When we proved the gradient of a function $f:\mathbb{R}^n\rightarrow \mathbb{R}$ is orthogonal to the level sets of the function $f(\vec{x}) = c$ for some constant $c$, my professor was quite explicit in stating that the implicit function theorem (IFT) is needed for the proof without giving a clear reason why. In every other proof I've seen of the theorem however, the implicit function theorem was not used nor even mentioned. This has got me to thinking why exactly the IFT was invoked in our proof or whether it's needed at all.
All of the proofs start by taking any differentiable curve, parametrized in $t$, residing in the level set and passing through the point of interest $\vec{a}$. The chain rule guarantees that the tangent to the curve is orthogonal to the gradient at $\vec{a}$. Since this happens for any curve, we can say that the gradient is orthogonal to the surface. I'm thinking that the IFT is needed to prove that such a curve actually exists, but I'm not sure on how exactly it does that.

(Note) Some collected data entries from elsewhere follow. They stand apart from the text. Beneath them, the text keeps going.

PR #1049, opened 2020-10-14
argument printers: escape non-printable characters in strings

icedevml:
Sometimes `apimon` encounters an invalid string or just a byte buffer. When it tries to print it as ASCII/Unicode string, invalid characters might appear in JSON. Here we try to escape all non-printable characters with backslash sequences, to avoid producing binary output out of DRAKVUF.

/cc @BonusPlay @chivay @kscieslinski 

/cc @skvl (you might be affected by this change)

related https://github.com/CERT-Polska/drakvuf-sandbox/issues/270


icedevml:
tested, seems to work fine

If anyone can shed some light on the subject that would be great. Thanks.
Best Answer
If $\nabla f({\bf x}_0) \not= {\bf 0}$, then the Jacobian of $f$ (i.e. $\nabla f$) has maximal rank at ${\bf x}_0$. This means the implicit function theorem can be applied so that $\{ {\bf x} \in \mathbb{R}^{n} \,|\, f({\bf x})={\bf c} \}$ is a submanifold of $\mathbb{R}^n$. This means that about each point in the level set there is a diffeomorphism between a neighborhood of that point and an open set in $\mathbb{R}^{n-1}$.

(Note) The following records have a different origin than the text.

PR #1055, opened 2020-10-21
libusermode: refactor log strategies

chivay:
In current implementation, log strategy is implemented as a std::string.
Using an enum is both faster and less error-prone.

Additionaly, remove the concept of "stack" strategy as it has no sense
(doing work, without any benefit to the user).

### DIFF
--- a/src/libusermode/userhook.cpp
+++ b/src/libusermode/userhook.cpp
@@ -856,15 +856,15 @@ bool drakvuf_request_usermode_hook(drakvuf_t drakvuf, const dll_view_t* dll, con
     return true;
 }
 
-std::optional<LogStrategy> get_log_strategy(const std::string& str)
+std::optional<HookActions> get_hook_actions(const std::string& str)
 {
     if (str == "log")
     {
-        return LogStrategy::LOG;
+        return HookActions::empty().set_log();
     }
     else if (str == "log+stack")
     {
-        return LogStrategy::LOG_AND_STACK;
+        return HookActions::empty().set_log().set_stack();
     }
 
     return std::nullopt;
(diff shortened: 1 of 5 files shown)


src/libusermode/userhook.cpp
```diff
@@ -916,20 +931,25 @@ void drakvuf_load_dll_hook_config(drakvuf_t drakvuf, const char* dll_hooks_list_
...
             e.type = HOOK_BY_OFFSET;
 
-            if (!std::getline(ss, e.log_strategy, ',') || e.log_strategy.empty())
+            std::string strategy_name;
+            if (!std::getline(ss, strategy_name, ',') || strategy_name.empty())
                 throw -1;
 
-            if (e.log_strategy != "log" && e.log_strategy != "log+stack" && e.log_strategy != "stack")
+            strategy = get_log_strategy(strategy_name);
+            if (!strategy.has_value())
```
BonusPlay, line 949:
```suggestion
            if (!strategy)
```

BonusPlay (approved):
LGTM

icedevml:

src/libusermode/userhook.cpp
```diff
@@ -855,6 +856,20 @@ bool drakvuf_request_usermode_hook(drakvuf_t drakvuf, const dll_view_t* dll, con
     return true;
 }
 
+std::optional<LogStrategy> get_log_strategy(const std::string& str)
```
kscieslinski, line 859: I don't think LogStrategy is a good name. My understanding of `dll_hooks` is that sometimes plugins authors want to leave some space for the end-users to define which calls should trigger which actions (example `log`, `stack`). And so in `apimon` we want the user to be able to customize the list of apicalls which should be logged and in `memdump` we want the user to be able to customize the list of apicalls which will perform the `stack walk`.

chivay: I'm open to suggestions and personally not really satisfied with the name, but I wasn't able to come up with anything better ;)

disaykin: Maybe "trace"?

tklengyel:

src/libusermode/userhook.cpp
chivay: After a discussion with @kscieslinski, I've decided to make it a `struct` to be more easily extendable in the future.

kscieslinski (approved):
I really like how it looks now

icedevml (approved):
ack, looks better now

At this point, we know the level set has a well defined tangent space. There are $n-1$ curves whose tangent vectors are linearly independent. Then we can apply the standard argument to each of these curves. Using the chain rule, we have $f({\bf r}(t))={\bf c}$ $\Rightarrow$ $\nabla f({\bf r}(t)) {\bf \cdot} {\bf r}'(t) = 0$. So the gradient is orthogonal to each tangent and thus is orthogonal to the level set.

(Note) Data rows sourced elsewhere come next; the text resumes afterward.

PR #1057, opened 2020-10-22
Add special exit code for injection timeout

disaykin:
This needs for automatic injection timeout detection and handling.


tklengyel:

icedevml (approved):
LGTM

tklengyel:
I don't think we need a separate header for the exit codes, you should just place those into libinjector.h

PR #1342, opened 2021-11-11
Fix PointerToPointerPrinter::print on x86

disaykin:


tklengyel:

PR #1346, opened 2021-11-12
ssdtmon: Generalize plugin to case of arbitrary shadow servicetable size

disaykin:


tklengyel:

So you are correct. The implicit function theorem is being used to guarantee that the curves we need actually exist.
Edit: A few more details.
Take a point on the level surface, say ${\bf x}_0 = (x_1,\dots,x_{n-1},y_0)=({\bf z}_0,y_0)$. Suppose that $\nabla f({\bf x}_0) \not=0$. For convenience, suppose that the last component of the gradient is non-zero.
Then there exists a region $D$ in $\mathbb{R}^{n-1}$ of points "close to" ${\bf z}_0$ such that $g(t_1,\dots,t_{n-1})$ is a function from $D$ to $\mathbb{R}$ and $f(t_1,\dots,t_{n-1},g(t_1,\dots,t_{n-1}))={\bf c}$ for all $(t_1,\dots,t_{n-1})$ in $D$ [This is the implicit function theorem in action. It allowed us to "solve" for the last variable in terms of the others.] Now we can define ${\bf r}_i(t)=(x_1,\dots,x_{i-1},t,x_{i+1},\dots,x_{n-1},g(x_1,\dots,x_{i-1},t,x_{i+1},\dots,x_{n-1}))$. We have ${\bf r}_i(x_i)={\bf x}_0$ and $f({\bf r}_i(t))={\bf c}$. This gives us $n-1$ curves on our level set.